INFORMATION SHOWN Block Start

PR #9517, opened 2024-03-08
feat: prepare embedder for Production

mattkrick:
# Description

Refactors the embedder to handle production workload.

Out of scope
- [ ] detect when there's not a enough data, or the data is not english
- [ ] consider adversarial models to grade a set of `teamIds`
- [ ] handle priority (e.g. process on feature flag or teamId, etc)

Demo
https://www.loom.com/share/e2d9d43d6d924676bb8a3cce84edb336?sid=82842bf2-68c5-42e5-b4f5-3c7f482b8e0b

How it works:
- 1 worker from the cluster becomes primary and builds the tables, triggers, and historical metadata
- when a meeting ends, the gql executor sends a message to the embedder via redis streams so only 1 worker gets the job to add the discussion to metadata table
- When a row is inserted into the metadata table, it also gets added to the job queue table. This happens via trigger. there is 1 trigger per embedding model 
- The embedder polls the PG job queue table to get a job. it creates `fullText` and embeds that. it then writes that embedding to the model's table.
- Can add items to the metadata by adhoc query passing in startAt and/or endAt
- every 5 mins the primary worker resets stalled embedding jobs


packages/server/postgres/migrations/1709860378296_embeddingsMetadataId.ts
```diff
@@ -0,0 +1,41 @@
+import {Client} from 'pg'
+import getPgConfig from '../getPgConfig'
+
+export async function up() {
+  const client = new Client(getPgConfig())
+  await client.connect()
+  await client.query(`
+    ALTER TABLE "EmbeddingsMetadata"
+      DROP COLUMN "models",
+      ALTER COLUMN "refId" SET NOT NULL;
```
mattkrick, line 10: @jordanh just to confirm-- was there any reason this was nullable?

packages/embedder/ai_models/AbstractModel.ts
```diff
@@ -42,7 +48,68 @@ export abstract class AbstractEmbeddingsModel extends AbstractModel {
...
+    const vectorDimensions = this.embeddingDimensions
+    console.log(`ModelManager: creating ${this.tableName} with ${vectorDimensions} dimensions`)
+    await sql`
+      DO $$
+        BEGIN
+        CREATE TABLE IF NOT EXISTS ${sql.id(this.tableName)} (
+          "id" INT GENERATED BY DEFAULT AS IDENTITY PRIMARY KEY,
+          "embedText" TEXT,
+          "embedding" vector(${sql.raw(vectorDimensions.toString())}),
+          "embeddingsMetadataId" INTEGER UNIQUE NOT NULL,
```
mattkrick, line 73: @jordanh safe to add the unique constraint here?

packages/server/postgres/migrations/1709860378296_embeddingsMetadataId.ts
jordanh: No, you're right to alter this to NOT NULL

packages/embedder/ai_models/AbstractModel.ts
jordanh: Yes, I think that is ok. It would imply that if we ever have multiple versions of the same embedding models, they'll need to live on their own table which I think is what we'd want

packages/embedder/importHistoricalRetrospectiveDiscussionTopic.ts
```diff
@@ -0,0 +1,36 @@
+import getKysely from 'parabol-server/postgres/getKysely'
+import {Logger} from 'parabol-server/utils/Logger'
+import RedisInstance from 'parabol-server/utils/RedisInstance'
+import {addEmbeddingsMetadataForRetrospectiveDiscussionTopic} from './addEmbeddingsMetadataForRet'
+
+export const importHistoricalRetrospectiveDiscussionTopic = async (redis: RedisInstance) => {
+  const pg = getKysely()
+  const isEarliestMetadataImported = await pg
```
mattkrick, line 9: @jordanh your strategy was best! i'm doing this here on startup. doing this in a migration would require that the embedder service be up at the time that the migration ran, which we can't guarantee

rafaelromcar-parabol:
This PR must upgrade the file [release-please-config.json](https://github.com/ParabolInc/parabol/blob/master/release-please-config.json) to add the Embedder to the list. If not, Release Please will not upgrade the package version with the rest of them.

.github/workflows/test.yml
```diff
@@ -17,7 +17,7 @@ jobs:
       id-token: "write"
     services:
       postgres:
-        image: postgres:15.4
+        image: pgvector/pgvector:pg15
```
rafaelromcar-parabol, line 20: This fixes Postgres to version 15 but it does not fix the version on the pgvector extension. There are tags to fix both, the version of the extension + the version of the database. See [here](https://hub.docker.com/r/pgvector/pgvector/tags?page=1&name=pg15). I strongly recommend we use tags like [0.6.2-pg15](https://hub.docker.com/layers/pgvector/pgvector/0.6.2-pg15/images/sha256-0d3d57e65ca0d75f7d2c5f492f5c06353543495b2766d3998344708c2e8c8a04?context=explore).

CloudSQL uses, for now, the version 0.5.1 as you can see [here](https://cloud.google.com/sql/docs/postgres/release-notes), which isn't available as Docker tag. 

I propose we use 0.6.2-pg15 as I expect Google to upgrade to it sooner than later and it is a fixed version.

rafaelromcar-parabol (changes requested):

docker/images/parabol-ubi/environments/pipeline
```diff
@@ -54,3 +54,7 @@ STRIPE_PUBLISHABLE_KEY='pk_test_MNoKbCzQX0lhktuxxI7M14wd'
 STRIPE_SECRET_KEY=''
 STRIPE_WEBHOOK_SECRET=''
 HUBSPOT_API_KEY=''
+AI_EMBEDDING_MODELS='[{"model": "text-embeddings-inference:llmrails/ember-v1", "url": "http://localhost:3040/"}]'
+AI_GENERATION_MODELS='[{"model": "text-generation-inference:TheBloke/zephyr-7b-beta", "url": "http://localhost:3050/"}]'
```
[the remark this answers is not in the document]
mattkrick: ah yeah, we don't actually use the model in testing ye! We just extract the text `ember-v1` to build the table `Embeddings_ember_1` & then build typings from the PG schema.

.github/workflows/test.yml
mattkrick: nice! i'll fix this in build.yml too

packages/embedder/embedder.ts
```diff
@@ -46,206 +22,81 @@ tracer.init({
...
+  // subscribe to consumer group
+  try {
+    await redis.xgroup('CREATE', 'embedderStream', 'embedderConsumerGroup', '$', 'MKSTREAM')
+  } catch (e) {
+    // stream already exists
+  }
 
-  setTimeout(() => tick(modelManager), POLLING_PERIOD_SEC * 1000)
-}
+  const incomingStream = new RedisStream('embedderStream', 'embedderConsumerGroup', embedderChannel)
```
Dschoordsch, line 83: +1 It might be a bit easier to understand if the name would reflect that this only triggers generation of the metadata (which then triggers the embedding processing), so maybe we could name it 'embedMetadataStream'?

Dschoordsch (approved):
I have only nits. I think you both worked out the overall structure quite well. Happy to see this in production.
I did not get around to play with it, I'll try to do so tomorrow.

packages/embedder/ai_models/RecursiveCharacterTextSplitter.ts
```diff
@@ -0,0 +1,117 @@
...
+  }
+
+  private mergeSplits(splits: string[], separator: string) {
+    const docs: string[] = []
+    const currentDoc: string[] = []
+    let total = 0
+    for (const d of splits) {
+      const _len = d.length
+      if (total + _len + (currentDoc.length > 0 ? separator.length : 0) > this.chunkSize) {
+        if (total > this.chunkSize) {
```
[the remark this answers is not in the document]
mattkrick: you know, i'm not sure! i just blindly copied most of this from https://github.com/langchain-ai/langchainjs/blob/2c31e559558d9c2aacc4c1f01a0f7dd29e933ac0/langchain/src/text_splitter.ts#L191

which ported it from python
https://github.com/langchain-ai/langchain/blob/5d220975fc563a92f41aeb0907e8c3819da073f5/libs/text-splitters/langchain_text_splitters/base.py#L117-L118

since the JS matches the python logic i'm assuming it's probably good, but i didn't test it!

packages/embedder/addEmbeddingsMetadataForRet.ts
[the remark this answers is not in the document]
mattkrick: agreed! will fix

packages/embedder/addEmbeddingsMetadataForRet.ts
```diff
@@ -0,0 +1,107 @@
...
+      .where(lessThanTimeOrId)
+      .where('discussionTopicType', '=', 'reflectionGroup')
+      .orderBy('createdAt', 'desc')
+      .orderBy('id')
+      .limit(BATCH_SIZE)
+      .execute()
+    const earliestDiscussionInBatch = discussions.at(-1)
+    if (!earliestDiscussionInBatch) break
+    const {createdAtEpoch, id} = earliestDiscussionInBatch
+    curEndId = curEndAt === createdAtEpoch ? id : ''
```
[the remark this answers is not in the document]
mattkrick: let me benchmark! if i'm thinking about clearly, my solution can yield up to BATCH_SIZE - 1 duplicate results, but means I can run a more efficient query _most_ of the time since count(createdAt) is usually < BATCH_SIZE. will report back soon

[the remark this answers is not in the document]
mattkrick: Both yield the same answer of ~3MM inserts, but by ignoring the ID most of the time we processing time by 50% 🤯

makes me wonder if there's a more efficient way to write this query `eb('createdAt', '<', pgTime).or(eb('createdAt', '=', pgTime).and('id', '>', curEndId))` 
```
Total: 3009208

// Conditional curEndId
11:50:27 1|Embedder  | finished in 108591.671208 ms

// Constant curEndId
11:55:11 1|Embedder  | finished in 205402.91745799998 ms
```

packages/embedder/ai_models/RecursiveCharacterTextSplitter.ts
```diff
@@ -0,0 +1,117 @@
...
+          // - we have a larger chunk than in the chunk overlap
+          // - or if we still have any chunks and the length is long
+          while (total > this.chunkOverlap || (total + _len > this.chunkSize && total > 0)) {
+            total -= currentDoc[0]!.length
+            currentDoc.shift()
+          }
+        }
+      }
+      currentDoc.push(d)
+      total += _len
```
Dschoordsch, line 59: -1 I checked the python code you've linked and they add the separator length here as well which fixes the other places where I said there was a mismatch:

https://github.com/langchain-ai/langchain/blob/5d220975fc563a92f41aeb0907e8c3819da073f5/libs/text-splitters/langchain_text_splitters/base.py#L142

packages/embedder/addEmbeddingsMetadataForRet.ts
```diff
@@ -0,0 +1,107 @@
...
+}
+
+const validateDiscussions = async (discussions: (DiscussionMeta & {meetingId: string})[]) => {
+  const r = await getRethink()
+  if (discussions.length === 0) return discussions
+  // Exclude discussions that belong to an unfinished meeting
+  const meetingIds = discussions.map(({meetingId}) => meetingId)
+  const endedMeetingIds = await r
+    .table('NewMeeting')
+    .getAll(r.args(meetingIds), {index: 'id'})
```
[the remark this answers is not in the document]
mattkrick: not smart at all 😆 if you pass in 3 meetingIds it'll give back 3 docs of the same meeting. i got curious so I de-duped  the input as well as the output. only did 1 run, but it reduced time by 10% 🤯. Key takeaway-- rethinkdb is slooow. 

```
// before
12:12:40 1|Embedder  | done in  107929.862667 ms

// after
12:09:09 1|Embedder  | done in  88822.575084 ms
```

```ts
const meetingIds = [...new Set(discussions.map(({meetingId}) => meetingId))] // new
  const endedMeetingIds = await r
    .table('NewMeeting')
    .getAll(r.args(meetingIds), {index: 'id'})
    .filter((row: RDatum) => row('endedAt').default(null).ne(null))('id')
    .distinct() // new 
    .run()
  const endedMeetingIdsSet = new Set(endedMeetingIds)

```

packages/embedder/JobQueueStream.ts
```diff
@@ -0,0 +1,174 @@
...
+        .updateTable('EmbeddingsJobQueue')
+        .set({state: 'embedding'})
+        .where('id', '=', sql`ANY(SELECT id FROM ids)` as any)
+        .returningAll()
+        .executeTakeFirst()
+      if (!job) {
+        console.log('JobQueueStream: no jobs found')
+        // queue is empty, so sleep for a while
+        await sleep(ms('1m'))
+        return this.next()
```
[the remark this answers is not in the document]
mattkrick: I think about this ALL THE TIME! I wish I had an answer for you. We know it doesn't leak in prod because our gql executor uses this same pattern.
I've also tested this service for mem leaks & it works as expected. How??

If I had to take a guess, I'd say it's because `this.next()` has an arity of 0 so V8 knows there's no params it has to hold onto. We also hint to it because nothing comes after `this.next()` so my guess is when V8 figures out nothing will come after `this.next()` and it has no parameters to hold onto then it can safely GC. I've seen trampolines in the stacktrace when V8 runs out of memory, but i don't know if they use trampolines here.

It'd be really easy to test if we passed a parameter to this.next() or we put a console.log after a call to this.next()!

packages/embedder/JobQueueStream.ts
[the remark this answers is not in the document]
mattkrick: done! called it `EmbeddingsJobQueueStream` to match the table name

packages/embedder/embedder.ts
mattkrick: i like it!

packages/embedder/ai_models/RecursiveCharacterTextSplitter.ts
mattkrick: whoaaa! good find. I'm surprised they don't have a test suite to make sure the JS result is the same as the python result. Would you like to PR langchainjs or shall I?

.github/workflows/test.yml
```diff
@@ -100,6 +96,12 @@ jobs:
           wait-on: |
             http://localhost:3000/graphql
 
+      - name: Kysely Codegen
+        run: yarn pg:generate
+
+      - name: Check Code Quality
+        run: yarn codecheck
```
mattkrick, line 103: i added type safety on the embedding model tables so we can't code check until the embedding service starts up

docker/images/parabol-ubi/environments/pipeline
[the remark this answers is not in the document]
mattkrick: we need em! this env var tells the embedder service what to name the table & then we generate typings against that table name.

packages/embedder/ai_models/RecursiveCharacterTextSplitter.ts
Dschoordsch: https://github.com/langchain-ai/langchainjs/pull/4849

mattkrick:
Updating a readme whenever the version changes isn't great. While looking over that readme again, the build section is basically just `build.yml` in markdown, right? Can we remove that section & just say refer to the `build.yml` to see how to build it?

packages/embedder/mergeAsyncIterators.ts
```diff
@@ -0,0 +1,101 @@
...
+  promise: Promise<T>
+}
+
+// typescript intrinsics for iterables don't work like the do for promises yet, please ignore hackery
+type UnYield<T> = T extends IteratorYieldResult<infer U> ? U : never
+type UnIt<T extends AsyncIterator<any>> = UnYield<Awaited<ReturnType<T['next']>>>
+
+// Promise.race has a memory leak
+// To avoid: https://github.com/tc39/proposal-async-iterator-helpers/issues/15#issuecomment-1937011820
+export function mergeAsyncIterators<
```
jordanh, line 14: +1 

I encourage you to completely ignore this comment but file it away for some future date.


I think this pattern might be useful enough that it warrants becoming its own little library. Rather than work on just two iterables, I think you should extended its logic to operate on n-iterables.

The dance you do between awaiting on the promise (to allow the iterators to run) and adding to the queue is very clever.

The old man in me thinks of:

   * In UNIX, we had select in order to tell us when one or more non-blocking file or socket descriptors was ready for reading, writing (or had errored)
   * In Windows NT, we had `WaitForMultipleObjects` that would await for multiple kinds of handles had an event (such as file handles, event handles, mutexes, and semaphores)
   * Go has a `select { }` statement that does almost exactly what you've created here. Given multiple go channels, it awaits on each of them and runs a code block for the one that has data

packages/embedder/addEmbeddingsMetadataForRetrospectiveDiscussionTopic.ts
```diff
@@ -0,0 +1,108 @@
...
+  if (meetingId) {
+    const discussions = await pg
+      .selectFrom('Discussion')
+      .select(['id', 'teamId', 'createdAt'])
+      .where('meetingId', '=', meetingId)
+      .execute()
+    await insertDiscussionsIntoMetadata(discussions)
+    return
+  }
+  const PG_MAX_PARAMS = 65535
```
jordanh, line 64: +1 

Consider adding a comment on the why behind the BATCH_SIZE, I'd like to understand

packages/embedder/ai_models/TextEmbeddingsInference.ts
```diff
@@ -27,6 +31,28 @@ export class TextEmbeddingsInference extends AbstractEmbeddingsModel {
...
+      body: JSON.stringify({inputs: content}),
+      deadline: new Date(new Date().getTime() + MAX_REQUEST_TIME_S * 1000),
+      headers: {
+        Accept: 'application/json',
+        'Content-Type': 'application/json; charset=utf-8'
+      },
+      method: 'POST'
+    }
+
+    try {
```
jordanh, line 45: +2

This is very nice. It's so cool to see that we're riding the edge of the hugging face container development and using these endpoints as they ship them.

packages/embedder/indexing/createEmbeddingTextFrom.ts
```diff
@@ -1,15 +1,17 @@
...
-  switch (item.objectType) {
+  embeddingsMetadata: Selectable<DB['EmbeddingsMetadata']>,
+  dataLoader: RootDataLoader
+) => {
+  switch (embeddingsMetadata.objectType) {
     case 'retrospectiveDiscussionTopic':
-      return createTextFromRetrospectiveDiscussionTopic(item, dataLoader)
+      return createTextFromRetrospectiveDiscussionTopic(embeddingsMetadata.refId, dataLoader)
+    default:
+      throw new Error(`Unexcepted objectType: ${embeddingsMetadata.objectType}`)
```
jordanh, line 15: +2

Glad you added this throw

packages/embedder/indexing/countWords.ts
jordanh, line 1: +2 

Good riddance my friend

packages/embedder/indexing/retrospectiveDiscussionTopic.ts
```diff
@@ -251,7 +123,7 @@ export const createTextFromNewMeetingDiscussionStage = async (
   if (discussionSummary) {
     markdown += `Further discussion was made. ` + ` ${discussionSummary}`
   } else {
-    const comments = await dataLoader.get('commentsByDiscussionId').load(stageId)
+    const comments = await dataLoader.get('commentsByDiscussionId').load(discussionId)
```
jordanh, line 126: +2

Oh nice fix!

packages/embedder/resetStalledJobs.ts
```diff
@@ -0,0 +1,13 @@
+import ms from 'ms'
+import getKysely from 'parabol-server/postgres/getKysely'
+
+export const resetStalledJobs = () => {
+  setInterval(async () => {
+    const pg = getKysely()
+    await pg
```
jordanh, line 7: -1

Increment the retry counter here, also consider adding a state message

jordanh (changes requested):
Great work. Super enthused to see this become a thing with a solid foundation we can build on.

Only had one -1 to suggest changing – otherwise we'd been over the general working and names of things so many times there wasn't much to catch/suggest fixing (beyond @Dschoordsch's incredible catch on the text splitter)

rafaelromcar-parabol:
> Updating a readme whenever the version changes isn't great. While looking over that readme again, the build section is basically just `build.yml` in markdown, right? Can we remove that section & just say refer to the `build.yml` to see how to build it?
> 
> PR #9558

I answered the PR. As it is a different PR and we will be discussing it over there, I suggest you do the changes I proposed, just to be consistent with the current state of things, and we then see what to do with the future.

packages/embedder/mergeAsyncIterators.ts
mattkrick: renamed the functions to make reading it a little clearer.
supported n async iterables. that way we can run n job queue workers & still get good types.

packages/embedder/resetStalledJobs.ts
mattkrick: done!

INFORMATION SHOWN Block End

(WHAT IS EXPECTED): Please write out exactly the lines from the start of the data through the line that contains "- [ ] consider", both ends included, and nothing else.

(SOLUTION TO THE EXERCISE):
PR #9517, opened 2024-03-08
feat: prepare embedder for Production

mattkrick:
# Description

Refactors the embedder to handle production workload.

Out of scope
- [ ] detect when there's not a enough data, or the data is not english
- [ ] consider adversarial models to grade a set of `teamIds`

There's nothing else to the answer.